**TASK REQUIREMENTS**
Find every line in the records below that contains "Windows", and copy it.

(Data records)
┌──

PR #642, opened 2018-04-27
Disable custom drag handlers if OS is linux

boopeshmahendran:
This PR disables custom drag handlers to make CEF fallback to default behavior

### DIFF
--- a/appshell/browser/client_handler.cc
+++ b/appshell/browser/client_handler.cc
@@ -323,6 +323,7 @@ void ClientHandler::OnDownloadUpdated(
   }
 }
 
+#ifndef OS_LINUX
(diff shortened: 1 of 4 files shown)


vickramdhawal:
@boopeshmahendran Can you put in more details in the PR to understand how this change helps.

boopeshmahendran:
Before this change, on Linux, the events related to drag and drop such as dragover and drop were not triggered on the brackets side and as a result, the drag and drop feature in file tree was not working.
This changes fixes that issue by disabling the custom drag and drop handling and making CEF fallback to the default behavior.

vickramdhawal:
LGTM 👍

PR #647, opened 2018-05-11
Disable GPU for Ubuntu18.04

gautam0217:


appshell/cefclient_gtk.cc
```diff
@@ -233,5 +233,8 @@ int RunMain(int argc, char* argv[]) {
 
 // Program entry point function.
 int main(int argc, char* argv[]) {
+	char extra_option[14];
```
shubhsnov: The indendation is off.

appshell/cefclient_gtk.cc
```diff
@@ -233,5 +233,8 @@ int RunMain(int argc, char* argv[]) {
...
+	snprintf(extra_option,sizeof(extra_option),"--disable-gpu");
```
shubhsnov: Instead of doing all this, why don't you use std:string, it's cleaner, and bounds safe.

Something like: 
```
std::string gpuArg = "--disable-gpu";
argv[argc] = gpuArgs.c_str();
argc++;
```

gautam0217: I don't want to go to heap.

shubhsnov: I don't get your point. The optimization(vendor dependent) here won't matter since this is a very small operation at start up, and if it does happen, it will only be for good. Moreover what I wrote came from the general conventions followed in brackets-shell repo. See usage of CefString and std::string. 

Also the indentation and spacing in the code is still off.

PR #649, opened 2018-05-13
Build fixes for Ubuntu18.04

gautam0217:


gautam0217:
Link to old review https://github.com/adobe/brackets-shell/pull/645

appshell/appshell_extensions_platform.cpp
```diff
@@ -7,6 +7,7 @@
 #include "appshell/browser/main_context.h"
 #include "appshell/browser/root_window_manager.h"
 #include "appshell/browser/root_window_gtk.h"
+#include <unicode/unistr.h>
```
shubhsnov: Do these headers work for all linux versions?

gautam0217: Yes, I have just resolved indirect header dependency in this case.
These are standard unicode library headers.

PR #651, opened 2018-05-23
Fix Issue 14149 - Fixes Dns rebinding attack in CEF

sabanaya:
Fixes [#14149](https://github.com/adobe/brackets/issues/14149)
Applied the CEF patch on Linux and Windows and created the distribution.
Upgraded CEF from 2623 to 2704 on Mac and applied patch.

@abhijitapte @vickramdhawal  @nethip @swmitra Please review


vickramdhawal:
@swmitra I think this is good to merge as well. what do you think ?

└──
┌──

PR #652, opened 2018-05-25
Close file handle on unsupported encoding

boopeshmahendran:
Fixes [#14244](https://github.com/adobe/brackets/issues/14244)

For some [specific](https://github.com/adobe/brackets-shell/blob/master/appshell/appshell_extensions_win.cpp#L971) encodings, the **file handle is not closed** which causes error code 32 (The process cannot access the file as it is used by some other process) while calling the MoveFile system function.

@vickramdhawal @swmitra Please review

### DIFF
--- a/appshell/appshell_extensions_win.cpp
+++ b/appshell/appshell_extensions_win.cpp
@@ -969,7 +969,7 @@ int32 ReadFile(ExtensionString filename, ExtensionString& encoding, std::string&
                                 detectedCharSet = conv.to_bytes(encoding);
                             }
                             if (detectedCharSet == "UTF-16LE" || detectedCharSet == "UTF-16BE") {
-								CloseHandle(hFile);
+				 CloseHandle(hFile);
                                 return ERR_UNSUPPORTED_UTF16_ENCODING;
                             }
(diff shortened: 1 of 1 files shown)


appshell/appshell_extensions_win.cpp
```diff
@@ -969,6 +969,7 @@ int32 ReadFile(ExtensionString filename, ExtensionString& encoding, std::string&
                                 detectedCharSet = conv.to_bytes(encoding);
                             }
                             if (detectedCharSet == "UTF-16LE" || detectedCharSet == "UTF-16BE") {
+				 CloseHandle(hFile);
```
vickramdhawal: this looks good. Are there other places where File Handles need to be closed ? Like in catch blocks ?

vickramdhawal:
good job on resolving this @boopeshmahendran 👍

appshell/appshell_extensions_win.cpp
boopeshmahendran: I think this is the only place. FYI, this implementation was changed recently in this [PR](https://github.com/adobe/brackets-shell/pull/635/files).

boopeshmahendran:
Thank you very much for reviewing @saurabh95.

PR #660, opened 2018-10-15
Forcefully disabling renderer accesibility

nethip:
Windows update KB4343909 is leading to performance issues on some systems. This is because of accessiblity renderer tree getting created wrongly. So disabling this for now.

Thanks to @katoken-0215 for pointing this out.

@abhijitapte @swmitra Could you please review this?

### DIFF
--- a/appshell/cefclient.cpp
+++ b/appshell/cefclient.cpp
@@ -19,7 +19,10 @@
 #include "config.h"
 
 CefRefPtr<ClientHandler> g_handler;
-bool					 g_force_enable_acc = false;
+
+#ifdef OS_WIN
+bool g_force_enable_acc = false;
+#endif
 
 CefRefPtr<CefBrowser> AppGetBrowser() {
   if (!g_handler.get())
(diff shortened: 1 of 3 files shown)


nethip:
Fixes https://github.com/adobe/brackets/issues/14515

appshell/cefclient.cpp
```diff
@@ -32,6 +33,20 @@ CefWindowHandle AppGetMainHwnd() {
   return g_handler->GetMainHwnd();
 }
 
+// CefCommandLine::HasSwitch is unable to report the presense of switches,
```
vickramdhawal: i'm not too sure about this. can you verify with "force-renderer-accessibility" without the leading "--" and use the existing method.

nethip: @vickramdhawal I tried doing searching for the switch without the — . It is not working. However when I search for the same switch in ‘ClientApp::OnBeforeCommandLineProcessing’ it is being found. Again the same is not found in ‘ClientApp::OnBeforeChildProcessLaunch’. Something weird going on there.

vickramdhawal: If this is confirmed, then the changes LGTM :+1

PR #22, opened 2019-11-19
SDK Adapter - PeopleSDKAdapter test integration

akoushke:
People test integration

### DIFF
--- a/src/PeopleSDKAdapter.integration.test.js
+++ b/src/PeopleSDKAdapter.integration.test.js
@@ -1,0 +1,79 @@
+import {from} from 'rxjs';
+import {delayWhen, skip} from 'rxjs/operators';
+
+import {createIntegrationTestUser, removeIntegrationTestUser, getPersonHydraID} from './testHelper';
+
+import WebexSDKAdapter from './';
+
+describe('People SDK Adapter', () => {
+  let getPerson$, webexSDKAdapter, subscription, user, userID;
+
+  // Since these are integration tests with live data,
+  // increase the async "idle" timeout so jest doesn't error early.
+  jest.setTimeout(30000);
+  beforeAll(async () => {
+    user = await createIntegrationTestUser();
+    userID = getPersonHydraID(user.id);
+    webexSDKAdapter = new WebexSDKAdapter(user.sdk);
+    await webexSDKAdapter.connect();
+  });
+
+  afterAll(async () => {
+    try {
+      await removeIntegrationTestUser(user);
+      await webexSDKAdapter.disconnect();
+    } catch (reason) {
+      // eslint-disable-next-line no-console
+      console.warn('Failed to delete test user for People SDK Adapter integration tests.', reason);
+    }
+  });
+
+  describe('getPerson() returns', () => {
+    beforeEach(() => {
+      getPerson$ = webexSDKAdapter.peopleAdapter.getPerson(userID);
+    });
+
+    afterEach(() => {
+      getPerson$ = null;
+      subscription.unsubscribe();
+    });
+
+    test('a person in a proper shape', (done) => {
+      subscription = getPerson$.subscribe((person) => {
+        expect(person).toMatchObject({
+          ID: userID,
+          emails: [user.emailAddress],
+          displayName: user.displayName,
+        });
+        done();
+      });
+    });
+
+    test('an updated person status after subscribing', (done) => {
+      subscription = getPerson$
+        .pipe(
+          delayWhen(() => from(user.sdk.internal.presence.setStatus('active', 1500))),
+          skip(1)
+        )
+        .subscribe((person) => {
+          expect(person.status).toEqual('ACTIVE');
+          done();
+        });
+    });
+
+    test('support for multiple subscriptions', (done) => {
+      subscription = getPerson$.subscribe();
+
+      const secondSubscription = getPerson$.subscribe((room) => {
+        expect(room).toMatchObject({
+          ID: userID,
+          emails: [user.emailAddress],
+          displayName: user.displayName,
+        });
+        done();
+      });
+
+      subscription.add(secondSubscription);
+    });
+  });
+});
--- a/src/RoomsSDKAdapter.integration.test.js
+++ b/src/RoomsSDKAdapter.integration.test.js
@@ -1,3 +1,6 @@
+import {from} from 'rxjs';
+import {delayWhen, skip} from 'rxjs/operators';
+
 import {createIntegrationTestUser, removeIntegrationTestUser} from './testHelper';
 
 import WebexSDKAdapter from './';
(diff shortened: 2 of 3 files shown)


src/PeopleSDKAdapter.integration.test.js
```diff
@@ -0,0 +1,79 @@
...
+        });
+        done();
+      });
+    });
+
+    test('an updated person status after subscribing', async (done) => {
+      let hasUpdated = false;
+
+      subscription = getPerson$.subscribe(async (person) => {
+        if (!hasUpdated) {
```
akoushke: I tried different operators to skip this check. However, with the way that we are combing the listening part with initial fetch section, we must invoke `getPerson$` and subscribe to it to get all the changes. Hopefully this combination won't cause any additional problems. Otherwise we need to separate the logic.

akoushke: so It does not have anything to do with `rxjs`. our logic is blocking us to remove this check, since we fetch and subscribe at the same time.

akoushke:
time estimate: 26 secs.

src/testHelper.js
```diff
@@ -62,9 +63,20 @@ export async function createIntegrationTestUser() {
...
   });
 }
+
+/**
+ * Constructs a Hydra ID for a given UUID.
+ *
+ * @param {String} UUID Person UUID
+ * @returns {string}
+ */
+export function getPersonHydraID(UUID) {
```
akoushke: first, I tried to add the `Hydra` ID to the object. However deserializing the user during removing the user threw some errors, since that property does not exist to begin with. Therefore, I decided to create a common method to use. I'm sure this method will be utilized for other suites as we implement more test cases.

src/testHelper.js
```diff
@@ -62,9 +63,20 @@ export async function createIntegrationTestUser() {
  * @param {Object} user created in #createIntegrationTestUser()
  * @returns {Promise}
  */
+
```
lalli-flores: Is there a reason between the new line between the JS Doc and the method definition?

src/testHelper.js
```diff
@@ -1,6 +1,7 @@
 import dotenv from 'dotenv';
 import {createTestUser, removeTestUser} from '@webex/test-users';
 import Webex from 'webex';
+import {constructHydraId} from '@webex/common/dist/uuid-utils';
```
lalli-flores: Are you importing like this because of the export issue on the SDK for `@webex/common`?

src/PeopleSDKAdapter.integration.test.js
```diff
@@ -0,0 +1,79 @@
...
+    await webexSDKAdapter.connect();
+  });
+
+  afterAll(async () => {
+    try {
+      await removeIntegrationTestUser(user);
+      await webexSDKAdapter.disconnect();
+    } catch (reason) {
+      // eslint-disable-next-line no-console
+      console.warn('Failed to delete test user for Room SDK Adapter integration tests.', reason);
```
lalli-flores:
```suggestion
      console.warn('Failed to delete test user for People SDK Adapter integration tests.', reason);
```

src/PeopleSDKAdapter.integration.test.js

└──

**FINISHED EXERCISE**
Applied the CEF patch on Linux and Windows and created the distribution.
Windows update KB4343909 is leading to performance issues on some systems. This is because of accessiblity renderer tree getting created wrongly. So disabling this for now.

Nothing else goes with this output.